PR #71, opened 2018-11-15
Adding CFG_CAL_DAC to DAC Scans & Resolving Array Indexing Error

bdorney:
## Description

Added `CFG_CAL_DAC` to DAC Scans.

Created header file for `calibration_routines.h` to be in line with other modules. 

Finally fixed a bug in `dacScanMultiLink(...)` where if an OH was masked the RPC word array that would be stored in the RPC response would "jump" a link and it would not be possible to figure out from index arguments which OH was stored where.

### Types of changes

## Motivation and Context

`CFG_CAL_DAC` was not enabled in list of possible DAC scans. Corrected.

Additionally output word array wouldn't have correct indexing if an OH was skipped. 

## How Has This Been Tested?

http://cmsonline.cern.ch/cms-elog/1073862

## Checklist:


jsturdy (dismissed):
It's a bit hard to find the part of this PR that corresponds to the title, within the restructuring

jsturdy:
Actually, looking deeper I find a commit that needs a fix.
You removed default arguments from the function declaration, and left them in the function definition.
Best practice is to put default values in the function declaration, not the function definition.
Then anyone reading the API (header) would not know about the default arguments if it is placed in the definition.

jsturdy (approved):
Thanks!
- - -
◆ Work request
Work out how many lines above include the string "function", then give that number alone.

◆ Solved exercise
2